I am setting up 2 18 highs, 1 for a basti pair, 1 for a man creek pair.
I know that they like higher temps than many other darts, and I know that they need large broms for breeding/tads, so i will be including a couple n. compactas and super fireballs in each viv. 
Are there any other essentials for pumilio tanks that arent just normal for other dart tanks?


----------



## booboo (Jan 22, 2005)

I would like to see a couple of pumilio vivs if any of you would care to post some photos


----------



## cbreon (Apr 25, 2005)

*pum vivs*

One thing I would suggest is drilling your new vivs for drainage. This allows you to mist heavily without having to interupt the pums environment to empty out excess water. There are plenty of prior posts on drilling glass and installing bulkheads. You're probably going to need compact fluorescents to provide enough light for your broms. I would also suggest some kind of vent to allow some air circulation. Good Luck!!


----------



## Guest (Jan 1, 2006)

I have a pair of bastis and just finished there viv i will post pics for you.


----------



## Mantellaprince20 (Aug 25, 2004)

Here is a shot of my Man creek viv. Its an exo terra 18x18x18 cube. 
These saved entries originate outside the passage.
Issue #1749, opened 2017-03-24
Type hinting in code


penguinolog:
## Long story short

While working on big project, typing check helps to exclude shot in the leg scenario.

## Expected behaviour

Type annotations on public methods.

## Actual behaviour

No any type annotations, including the most docstrings.

## Note

**Need a decision: typing in global requirements or use version-specific requirements (PEP496/PEP508)**

penguinolog:
@fafhrd91 Please comment decision, if possible.

fafhrd91:
Personally, I do not use type annotations. But I am fine with type annotations on public methods

penguinolog:
I'm about requirements on `typing` library. We can require it on every python version and can specify 3.4 only due to it presence in 3.5+ out of box.

fafhrd91:
That's fine

iceboy233:
I personally dislike type annotations in performance sensitive code in python. Any footprint bloat would slow things down, especially in interpreted languages.

fafhrd91:
I thought there should be no runtime penalty?

iceboy233:
the annotations are accessible at runtime through `__annotations__`, so it will increase the memory footprint, allocator load (for the hash table for `__annotations__`), incref for the type objects, parsing time, etc.

fafhrd91:
Ah, but compared to overall speed of python that doesn't really matter. I guess it is possible to come up with method how to strip annotations data at startup

iceboy233:
The annotations are not necessarily for type hints and are runtime visible. It's just the IDEs using them for type hints. I have used annotation for other things in my programs, such as param sanitizing.

asvetlov:
Annotations are perfect concept but before applying it to aiohttp we need reliable type checker tool.
The only existing tool for now is `mypy` and it's not production ready yet.

At least I had big problems when tried to check annotations for smaller aio-libs projects.
Let's postpone the issue (without closing).

thehesiod:
extra datapoint: all the code I write has type hints as it greatly helps finding issues in pycharm while developing

kxepal:
I also had negative experience with type hints as annotations. Tools are not ready indeed and you have to choose between two evils: do additional imports for getting types and accidentally end with circular ones or double number of files to maintain. So far good old sphinx docstrings are more handy and PyCharm can use it for type hinting. You still have to write docs anyway.

[...]

PR #2769, opened 2018-02-26
Add type hinting

mosquito:
## Checklist

### DIFF
--- a/aiohttp/client.py
+++ b/aiohttp/client.py
@@ -9,6 +9,7 @@ import sys
 import traceback
 import warnings
 from collections.abc import Coroutine
+from typing import Coroutine
 
 from multidict import CIMultiDict, MultiDict, MultiDictProxy, istr
 from yarl import URL
@@ -42,6 +43,8 @@ __all__ = (client_exceptions.__all__ +  # noqa
 
 # 5 Minute default read and connect timeout
 DEFAULT_TIMEOUT = 5 * 60
+
+_ResponseType = Coroutine[ClientResponse]
 
 
 class ClientSession:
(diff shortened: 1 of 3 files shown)


mosquito:
For me it's a little bit painful when I don't see `web.Application.router`s methods,  or don't see client response attributes and methods.

This changes already tested by me on my PyCharm (with `pip install -e ../aiohttp`).

asvetlov:
No. Tools are not ready yet, adding type hints without checks is pointless and can make a harm easy.
See #1749

asvetlov:
Say, your PR declares a return type for `client.request` as a coroutine with `ClientResponse` return type but actually it is a much more complex object with async context manager interface.

mosquito:
@asvetlov this "complex object" inherited from coroutine. 

Note about tooling: PyCharm and SublimeText (with anaconda) supports this. This fixes needs only for "developer experience".

It's sad that I have to write every time `# type: ClientResponse`:

```python

...
        async with self.client_session(headers=headers) as session:
            async with session.get(url) as response:  # type: ClientResponse
                result = await response.json()
...
```

asvetlov:
1. Type for async context manager with `__await__` method should be different from mypy/types perspective.
2. You are talking about "developer experience", I am about type correctness checking. If we will add types we should add type checker to our test suite. Unchecked type declaration is ad bad as code not covered by tests from my perspective.

So we need a robust tool. Mypy doesn't support https://www.python.org/dev/peps/pep-0561/ yet unfortunately, thus it cannot be used *right now*. I hope mypy dev team will fix it. Personally I have no time for working on mypy unfortunately.

mosquito:
Should we make `.pyi` file with type declaration?

asvetlov:
We should have working checker with PEP 0561 implemented first.
After that we can start a discussion about typing strategy.
I suspect we will have a mix of stub files for C extensions at least and embedded annotations.

Issue #2773, opened 2018-02-27
"InvalidStateError: invalid state" when data is chunked


rq4w7z:
I am use simple aiohttp (3.0.2) server for Telegram bot:

```
API_TOKEN = 'XXXXxxXXXXxxxxxx-XXXXXXX_xxxxXXXXXx'
bot = telebot.TeleBot(API_TOKEN)
app = web.Application()
async def handle(request):
    if request.match_info.get('token') == bot.token:
        request_body_dict = await request.json()
        update = telebot.types.Update.de_json(request_body_dict)
        bot.process_new_updates([update])
        return web.Response()
    else:
        return web.Response(status=403)

app.router.add_post('/{token}/', handle)
bot.remove_webhook()
bot.set_webhook(url=WEBHOOK_URL_BASE+WEBHOOK_URL_PATH,
                    certificate=open(WEBHOOK_SSL_CERT, 'r'))
context = ssl.SSLContext(ssl.PROTOCOL_TLSv1_2)
context.load_cert_chain(WEBHOOK_SSL_CERT, WEBHOOK_SSL_PRIV)
web.run_app(
        app,
        host=WEBHOOK_LISTEN,
        port=WEBHOOK_PORT,
        ssl_context=context)
```

When message send from Telegram server I receive this error:

> ERROR:asyncio:Exception in callback _SelectorSocketTransport._read_ready()
> handle: <Handle _SelectorSocketTransport._read_ready()>
> Traceback (most recent call last):
>   File "/usr/lib64/python3.6/asyncio/events.py", line 127, in _run
>     self._callback(*self._args)
>   File "/usr/lib64/python3.6/asyncio/selector_events.py", line 731, in _read_ready
>     self._protocol.data_received(data)
>   File "/usr/lib64/python3.6/asyncio/sslproto.py", line 516, in data_received
>     self._app_protocol.data_received(chunk)
>   File "/home/telegram/bwb_env/lib64/python3.6/site-packages/aiohttp/web_protocol.py", line 252, in data_received
>     self._waiter.set_result(None)
> asyncio.base_futures.InvalidStateError: invalid state

I get the response completely, but further after a number of responses there are big delays and denial of service

When I use curl for make test request I did not receive this error

[...]

PR #2775, opened 2018-02-27
Don't raise InvalidStateError on two consequenced  data_received() calls

asvetlov:
Fix for #2773


pfreixes:
Thanks for the fixing!

asvetlov:
Welcome!
Every major aiohttp release has such bugs.
Your changes was been made for good reason.
Unfortunately our test suite did not catch the problem.
Now everything is fine I hope.

PR #2792, opened 2018-03-03
added _reuse_address and _reuse_port to web_runner.TCPSite.__slots__

jancespivo:
Hi,
`_reuse_address` and `_reuse_port` are not included in `TCPSite.__slots__`

```python
import aiohttp.web
aiohttp.web.run_app(app)
```
Invokes:
`AttributeError: 'TCPSite' object has no attribute '_reuse_address'`

Best regards

### DIFF
--- a/aiohttp/web_runner.py
+++ b/aiohttp/web_runner.py
@@ -57,7 +57,7 @@ class BaseSite(ABC):
 
 
 class TCPSite(BaseSite):
-    __slots__ = ('_host', '_port')
+    __slots__ = ('_host', '_port', '_reuse_address', '_reuse_port')
 
     def __init__(self, runner, host=None, port=None, *,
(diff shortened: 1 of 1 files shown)


asvetlov:
Hmm. This is a bug definitely but I wonder why tests are passed without slots.
Your code snipped didn't raise an error too.

drpoggi:
I believe this error only happens on 3.7 where now `ABC` defines a `__slots__`

asvetlov:
You are right. This explains everything.

jancespivo:
Yes, sorry. It was actually python 3.8.0a0 I forgot change the `venv` :man_facepalming:
I am a little suprised the using of `__slots__`  is useless for class inherited from `ABC` in python < 3.7

drpoggi:
It's not useless, it just requires subclasses to be explicit.

PR #2809, opened 2018-03-06
The mechanism of the rules for the matching of subapps

aamalev:
I propose to implement subdomain as part of a general approach, when subapp can be matched according to a certain rule

    subapp = web.Application()
    app.add_subapp(Domain('example.com'), subapp)

No

## Related issue number
https://github.com/aio-libs/aiohttp/issues/1342
https://github.com/aio-libs/aiohttp/pull/2194

## Checklist


asvetlov:
I think `app.add_domain()` is more readable.

Regarding to router changes: they are either incomplete or sense-less. Say, I see no usage of `DefaultRule` and many others.

aamalev:
@asvetlov add_domain is more readable but highly specialized.

DefaultRule was born because of the lack of add an application without a prefix.
AbstractRuleMatching allow users to create rules themselves.

UseCases:
* Merging routers of two or more subapps without prefixes
* Serving different domains through a Domain rule
* Serving different masks of domains and subdomains through user rules
* Service of authorized and public requests in various subapps
* Disabling of subdomains by billing rules

asvetlov:
It still looks too complex, `add_doumain()` is better at least for documenting and teaching.
For example in Python classes usually are created by `class A(Base):` statement while technically `type(...)` call should be enough, and `type()` is potentially more flexible.

amirouche:
Should this be closed?

amirouche:
I am asking because I would like to continue to work on #1342

aamalev:
@asvetlov please review

aamalev:
@asvetlov Final realization adds only one public interface Application.add_domain(str, subapp) which encapsulates the mechanism

aiohttp/abc.py
```diff
@@ -145,3 +145,18 @@ def __init__(self, logger, log_format):
     @abstractmethod
     def log(self, request, response, time):
         """Emit log to logger."""
+
+
+class AbstractRuleMatching(ABC):
```
asvetlov: I doubt if we need this abstract class: it is used for `Domain` class only.

tests/test_urldispatch.py
```diff
@@ -1054,14 +1150,14 @@ def test_frozen_router_subapp(app, loop):
     subapp = web.Application()
     subapp.freeze()
     with pytest.raises(RuntimeError):
-        app.add_subapp('/', subapp)
+        app.add_subapp('/pre', subapp)
```
asvetlov, line 1148: Why the test has changed?

tests/test_urldispatch.py
```diff
@@ -1054,14 +1150,14 @@ def test_frozen_router_subapp(app, loop):
...
 
 
 def test_frozen_app_on_subapp(app, loop):
     app.freeze()
     subapp = web.Application()
     with pytest.raises(RuntimeError):
-        app.add_subapp('/', subapp)
+        app.add_subapp('/pre', subapp)
```
asvetlov, line 1155: Is the change required? Why?

tests/test_urldispatch.py
aamalev: Empty prefix is ​​not supported, and now the prefix checks first then subapp

tests/test_urldispatch.py
aamalev: to check subapp rather than the prefix

    raise ValueError("Prefix cannot be empty")

asvetlov: ok

tests/test_urldispatch.py
asvetlov: good

aiohttp/abc.py
asvetlov: Still the question

aamalev: There are two and a half ways to decide his fate:

1 Throw away

2 To refine the subsystem of rules

2+1/2. Combine MatchedSubAppResource and PrefixedSubAppResource as they differ practically only by the method resolve

    class PrefixedSubAppResource(PrefixResource):
        async def resolve(self, request):
            if not request.url.raw_path.startswith(self._prefix):
                return None, set()

    class MatchedSubAppResource(PrefixedSubAppResource):
        async def resolve(self, request):
            if not await self._rule.match(request):
                return None, set()


and implement the rule

    class Prefix(AbstractRuleMatching):
        def __init__(self, prefix):
            self._prefix = prefix
    
        @property
        def prefix(self):
            return self._prefix
        
        def match(self, request):
            return request.url.raw_path.startswith(self._prefix)

asvetlov: I'd like to not introduce a new **public** ABC class.
Moreover, in aiohttp 4.0 I want to drop a pluggable router. By this, we'll have the only supported router implementation -- the current one. In this light adding a new ABC to API part that will never be extended outside doesn't make any sense.

If you have a feeling that ABC is valuable -- feel free to keep it but move into `web_urldispatcher.py`.

aamalev:
@asvetlov I moved AbstractRuleMatching to web_urldispatcher
but mypy shot in an unexpected place
```
aiohttp/helpers.py:222: error: Too few arguments for "BasicAuth"
aiohttp/http_websocket.py:547: error: The return type of "__init__" must be None
```

and local mypy-0.641
```
aiohttp/helpers.py:221: error: Argument 1 to "BasicAuth" has incompatible type "Optional[str]"; expected "str"
aiohttp/helpers.py:221: error: Argument 2 to "BasicAuth" has incompatible type "Optional[str]"; expected "str"
```

asvetlov:
Please merge master, mypy is updated and `helpers.py` is fixed

asvetlov:
Thanks!

docs/web_reference.rst
```diff
@@ -1387,6 +1387,21 @@ duplicated like one using :meth:`Application.copy`.
 
       :returns: a :class:`PrefixedSubAppResource` instance.
 
+   .. method:: add_domain(domain, subapp)
```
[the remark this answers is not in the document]
asvetlov: The pull request is welcome!

PR #2812, opened 2018-03-07
partially fixed #2805 (multiple http byte ranges are not yet supported)

### LINKED ISSUE #2805: BaseRequest.http_range returns the wrong slice when "start" is missing
## Long story short

When streaming range based requests from file, the method [http_range](
https://docs.aiohttp.org/en/stable/web_reference.html#aiohttp.web.BaseRequest.http_range) comes quite handy, unfortunately negative indexes don't work as expected.

The offending line 442 is in [web_request.py](https://github.com/aio-libs/aiohttp/blame/20928e1d6ba4887b9137eacd8ad7dda2dbbb09e6/aiohttp/web_request.py#L442) it should be "start = -end" instead of "end = -end"

Other valid ranges are described in https://tools.ietf.org/html/rfc7233#section-2.1 
I don't know if it's allowed to just return a 416 on the more exotic ones though:)

## Expected behaviour
[Request Header]
Range: bytes=-5678

[BaseRequest.http_range]
slice(start=-5678, stop=None, step=1)

## Actual behaviour
[Request Header]
Range: bytes=-5678

[BaseRequest.http_range]
slice(start=None, stop=-5678, step=1)

## Steps to reproduce

run an aiohttp server and request a resource using the range header.
(do I have to post the whole setup, code included?)

## Your environment

Running aiohttp 1.2.0 on debian 9 (stretch) ... I know, I know :)

Fahrradkette:
Now the slice returned by Request.http_range() is also correct when there is no "start" value specified i.e. when the requester only wants the tail of the range.

If they rely on rng.start and rng.stop this change will break their app.

## Related issue number

Partial fix for #2805, if we want to create a set or list of ranges from those exotic headers, we probably need another method name (http_multi_ranges) or something

## Checklist

### DIFF
--- a/CHANGES/2805.bugfix
+++ b/CHANGES/2805.bugfix
@@ -1,1 +1,2 @@
-Property http_range of BaseRequest now returns a python-like slice when requesting the tail of the range. It's now indicated by a negative value in rng.start rather then in rng.stop
+Property `BaseRequest.http_range` now returns a python-like slice when requesting the tail of the range. 
+It's now indicated by a negative value in `range.start` rather then in `range.stop`
--- a/CHANGES/2805.bugfix
+++ b/CHANGES/2805.bugfix
@@ -1,0 +1,1 @@
+Property http_range of BaseRequest now returns a python-like slice when requesting the tail of the range. It's now indicated by a negative value in rng.start rather then in rng.stop
--- a/aiohttp/web_fileresponse.py
+++ b/aiohttp/web_fileresponse.py
@@ -193,9 +193,9 @@ class FileResponse(StreamResponse):
         # If a range request has been made, convert start, end slice notation
         # into file pointer offset and count
         if start is not None or end is not None:
-            if start is None and end < 0:  # return tail of file
-                start = file_size + end
-                count = -end
+            if start < 0 and end is None:  # return tail of file
+                start = file_size + start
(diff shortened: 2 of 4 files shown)


ikanobori:
What happens to `end` here, aren't you going to get a `start` of say -500 combined with an `end` of 500 and get to a `slice(-500, 500, 1)`?

Maybe `end` needs to be reset :)

Fahrradkette:
This logic should make from a "-500" the slice(-500, None, 1) if I understood it correctly.

Edit: I think this PR needs more work on the receiving end of http_range, i.e. in [web_fileresponse.py](https://github.com/aio-libs/aiohttp/blob/b348e0f47c8ad16f898fd0dffa00c814b259131e/aiohttp/web_fileresponse.py#L186-L213)

I guess we're also breaking code which relies on the current slice notation

Fahrradkette:
slice(None, 42, None) != slice(0, 42, 1) even though they're referencing the same data.

I'm not sure on how to test this throughly, should we rather set _payload then passing it as a request payload? If it's OK to set the payload, we could use an int-list and therefore we would have unique values in the examined range.

I also don't know which tests are required to check if it fails correctly, should I just add one which checks some chars outside ascii 48-57 to check the regex?

PR #2815, opened 2018-03-08
doc fix: Response does not take positional parameters.

JulienPalard:
Fixed doc about Response not taking positional parameters but used as `Response("some text")`.


asvetlov:
Thanks

PR #2828, opened 2018-03-13
Close a connection if an unexpected exception occurs while sending a request

### LINKED ISSUE #2827: Exception handling doesn't close connection
## Long story short

With certain malformed urls, the connection is not properly closed.   This causes an "Unclosed connection".

## Expected behaviour

Connection cleaned up when there is an exception writing headers.

## Actual behaviour

Connection not properly cleaned up.

## Steps to reproduce
Here are two examples, one mocked and one using a live site.  Both should produce an "Unclosed connection" error.

requires pytest and [aresponses](https://github.com/circleup/aresponses)
```python
@pytest.mark.asyncio
async def test_invalid_location(aresponses):
    # real example: 'http://www.skinhealthcanada.com/index.cfm?pagepath=Brands&id=66172'
    url = 'http://badwebsite.circleup.com/'
    bad_url = 'http://badwebsite.circleup.com/in\udcaedex.html'

    aresponses.add('badwebsite.circleup.com', aresponses.ANY, 'GET', aresponses.Response(status=302, headers={'Location': bad_url}))
    aresponses.add('badwebsite.circleup.com', aresponses.ANY, 'GET', aresponses.Response())

        try:
            response = await session.get(bad_url)
        except Exception as e:
            print(repr(e))

        response = await session.get(bad_url)


@pytest.mark.asyncio
async def test_invalid_location_live():
    url = 'http://www.skinhealthcanada.com/index.cfm?pagepath=Brands&id=66172'
    bad_url = 'http://www.skinhealthcanada.com/index.cfm?pagepath=Brands/Environ\udcae&id=66220'
        try:
            response = await session.get(bad_url)
        except Exception as e:
            print(repr(e))

        response = await session.get(bad_url)

```

## Your environment

client

Python 3.6.4
Ubuntu 17.10
virtualenv
aiohttp==3.0.6

## possible solution
change aiohttp/client.py lines 328-343 to
```python
                    try:
                        try:
                            resp = req.send(conn)
                        except BaseException:
                            conn.close()
                            raise
                        try:
                            await resp.start(conn, read_until_eof)
                        except BaseException:
                            resp.close()
                            conn.close()
                            raise
                    except ClientError:
                        raise
                    except OSError as exc:
                        raise ClientOSError(*exc.args) from exc
```

brycedrennan:
## What do these changes do?

Close a connection if an unexpected exception occurs while sending a request

No.

## Related issue number

Resolves #2827

## Checklist

### DIFF
--- a/aiohttp/client.py
+++ b/aiohttp/client.py
@@ -326,7 +326,11 @@ class ClientSession:
                     tcp_nodelay(conn.transport, True)
                     tcp_cork(conn.transport, False)
                     try:
-                        resp = await req.send(conn)
+                        try:
+                            resp = await req.send(conn)
+                        except BaseException:
+                            conn.close()
+                            raise
                         try:
                             await resp.start(conn, read_until_eof)
                         except BaseException:
--- a/aiohttp/client.py
+++ b/aiohttp/client.py
@@ -328,13 +328,12 @@ class ClientSession:
                     try:
                         try:
                             resp = await req.send(conn)
+                            try:
+                                await resp.start(conn, read_until_eof)
+                            except BaseException:
+                                resp.close()
+                                raise
                         except BaseException:
-                            conn.close()
-                            raise
-                        try:
-                            await resp.start(conn, read_until_eof)
-                        except BaseException:
-                            resp.close()
                             conn.close()
                             raise
                     except ClientError:
--- a/tests/test_client_session.py
+++ b/tests/test_client_session.py
@@ -371,12 +371,49 @@ async def test_reraise_os_error(create_session):
         # return self.transport, self.protocol
         return mock.Mock()
     session._connector._create_connection = create_connection
+    session._connector._release = mock.Mock()
 
     with pytest.raises(aiohttp.ClientOSError) as ctx:
         await session.request('get', 'http://example.com')
     e = ctx.value
     assert e.errno == err.errno
     assert e.strerror == err.strerror
+
+
+async def test_close_conn_on_error(create_session):
+    class UnexpectedException(Exception):
+        pass
+
+    err = UnexpectedException("permission error")
+    req = mock.Mock()
+    req_factory = mock.Mock(return_value=req)
+    req.send = mock.Mock(side_effect=err)
+    session = create_session(request_class=req_factory)
+
+    connections = []
+    original_connect = session._connector.connect
+
+    async def connect(req, traces=None):
+        conn = await original_connect(req, traces=traces)
+        connections.append(conn)
+        return conn
+
+    async def create_connection(req, traces=None):
+        # return self.transport, self.protocol
+        conn = mock.Mock()
+        return conn
+
+    session._connector.connect = connect
+    session._connector._create_connection = create_connection
+    session._connector._release = mock.Mock()
+
+    with pytest.raises(UnexpectedException):
+        await session.request('get', 'http://example.com')
+
+    # normally called during garbage collection.  triggers an exception
+    # if the connection wasn't already closed
+    for c in connections:
+        c.__del__()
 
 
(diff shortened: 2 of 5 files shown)


pfreixes:
@asvetlov and @brycedrennan  some comments on this MR and the issue related

- Using the context manager way of sending a request rather than use an `await` this issue shouldn't appear, am I right ?

- And specifically of that MR, Why `close` and not `release`? the context manager uses as a teardown the `release` method.

asvetlov:
@pfreixes 
1. Yes, from my understanding context manager should close connection on exception
2. `release` returns a connection back to pool. If exception has occurred the connection is in undefined state: it can have not-read-yet data etc. Dropping the connection entirely by `close()` is safer.

brycedrennan:
@pfreixes 
1. It doesn't appear to help to use the context manager.  I modified the test to use the context manager and it still has trouble without the fix.

2.  I don't know the difference. I used `close` because thats what was used to handle exceptions during `.start`

tests/test_client_session.py
```diff
@@ -379,6 +380,42 @@ def test_context_manager(connector, loop):
     assert e.strerror == err.strerror
 
 
+async def test_close_conn_on_error(create_session):
+    class UnexpectedException(Exception):
```
kxepal: Your try/except block catches BaseExceptions, but here you test just for Exception. It's easy to change the code and break the behavior, but not the tests.

aiohttp/client.py
```diff
@@ -326,7 +326,11 @@ def request(self, method, url, **kwargs):
                     tcp_nodelay(conn.transport, True)
                     tcp_cork(conn.transport, False)
                     try:
-                        resp = await req.send(conn)
+                        try:
+                            resp = await req.send(conn)
+                        except BaseException:
+                            conn.close()
+                            raise
```
kxepal: It seems we're don't the same thing twice. How about to regroup try/except a bit?
```
try:
  resp = await req.send(conn)
  try:
    await resp.start(conn, read_unit_eof)
  except:
    resp.close()
    raise
except:
  conn.close()
  raise
```

kxepal:
And sign question about context managers. It's strange that they doesn't helps.

tests/test_client_session.py
brycedrennan: Done.

aiohttp/client.py
brycedrennan: Done.

kxepal:
@brycedrennan Thanks!

pfreixes:
Checked, sorry for the noise but finally I was able to connect all of the dots, I would like to propose a silly change in this MR.

The context manager is not able to close the connection because there is no response yet and won't be able to make it. My bet is that with your example @brycedrennan related with the context manager you are having another exception raised within the original exception.

Basically, the change that I propose is adding a check to make sure that the resp attribute is present [1].

Thoughts @asvetlov and @brycedrennan ?

[1] https://github.com/aio-libs/aiohttp/blob/master/aiohttp/client.py#L790

brycedrennan:
@pfreixes  `__aexit__` is never called because the exception is thrown during `__aenter__`.   I just put some breakpoints in the debugger, and confirmed by adding a try/except into the `__aenter__`.

Also the test is catching the specific exception that was thrown.

pfreixes:
@brycedrennan my fault I was totally confused, the exception happens in the `__aenter__` so as you said the `__aexit__` is not called.

Forget my comment. The response and the connection teardown in case of exception within Client.__request can't rely on the context manager.

asvetlov:
Everything looks good, will merge tomorrow if nobody objects.
The PR should be backported to 3.0 branch and new 3.0.x release should be published (I'll do it myself).
@brycedrennan thanks for your work!

PR #2838, opened 2018-03-15
Import the web package when aiohttp is imported

pfreixes:
## What do these changes do?

Import `aiohttp.web` package and its explicit dependencies when the user makes the typical `import aiohttp`.

I'm wondering if this was on purpose ...

### DIFF
--- a/aiohttp/__init__.py
+++ b/aiohttp/__init__.py
@@ -16,6 +16,7 @@ from .resolver import *  # noqa
 from .signals import *  # noqa
 from .streams import *  # noqa
 from .tracing import *  # noqa
+from .web import *  # noqa
 
 try:
     from .worker import GunicornWebWorker, GunicornUVLoopWebWorker  # noqa


drpoggi:
Couldn't this significantly slow down import time (sorry I haven't actually measured it yet)? `web` adds a lot of extra imports, this would hurt CLI programs which likely don't use any of that.

EDIT:
I measured and it's not as big a difference as I expected:

- Without `from .web import *` ([gist](https://gist.github.com/drpoggi/7888a56065391b9fe6a460d6d7887d86))
- With `from .web import *` ([gist](https://gist.github.com/drpoggi/55d3f28be1ce3552c5c8611ceb0842c5))

asvetlov:
Separating `aiohttp.web` namespace is intentional.

pfreixes:
Just for curiosity which is the rationale @asvetlov?

asvetlov:
To don't clash client response with server one etc.

pfreixes:
Thanks!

Basically, Use a few bromeliads, and lots of viney things like pothos and stuff. Make it thick as well . They seem to like having lots of cover,

ed parker


----------



## slaytonp (Nov 14, 2004)

You don't need to drill for drainage, all you need is a layer of gravel or false bottom and you can siphon out extra water from the bottom. Also, if you plant too heavily at first, however nice it looks in the beginning, you will have an overgrown mess within months unless you constantly trim and remove stuff. Keep it simple. A pair of pumilios will utilize about three bromes, and those don't have to be big ones. A few small vines, mini-ivies and ficus climbing the cork walls, a small fern and perhaps some moss and Selaginella on the bottom will eventually give you a nice habitat in a small vivarium. I've learned over time that what looks good at first will overgrow and collapse-- and with just two or three bromes, a few small trailing vines and a sparse bottom planting, the pumilios will be perfectly happy, utilizing all areas of the tank from top to bottom. Don't use the big leaved house plants like pothos--go for the smaller ones. You are creating a mini-environment in a confined space, not an immediate tangled rain forest to pop off the lid or a very small tank. Keep your plantings to scale. The pumilios will adapt. They can raise tads in small brome axils-- don't need the big ones.


----------



## twisner (Jul 7, 2005)

i prefer tanks a bit overgrown compared to the simple, sterile breeding tanks that alot of people use :roll: so ugly...
is it ok?


----------



## slaytonp (Nov 14, 2004)

I agree. I hate sterile looking tanks. Simple however, is not the same as the sterile breeding tanks you are referring to. I'm talking about initial overplanting and crowding of plants that are too large for their environment to begin with, and as they grow, turn out to be a mess. I've been there and done that over the years. Scaling the plantings to the space you have for your frogs can leave you years of nearly carefree maintenance. Trim and remove some overgrowth, but the basic plants still thrive, and so do the frogs. I need to re-vamp my paludarium after 6 years, as well as one of the pumilio tanks. One of my most beautiful initial creations, a 79 gallon bow full of bromes, has collapsed from the background after three years. The leuks are still enjoying it, but it's a big tangled mess. (On second look, maybe you're right. It's sort of cool.) The entire background of cocos panels has come away and folded over into the waterway, with the huge bromes that are now growing in odd directions, and the frogs are hopping around in this mess, happy as hell. I wouldn't enter a picture of this tank as "design of the month," however.


----------



## booboo (Jan 22, 2005)

Slaytonp, I know Tristan very well and i can tell you that the both of us think it is almost worthless when people throw in some leca then sphagnum 3 or so broms and creeping fig, mybe a piece of would.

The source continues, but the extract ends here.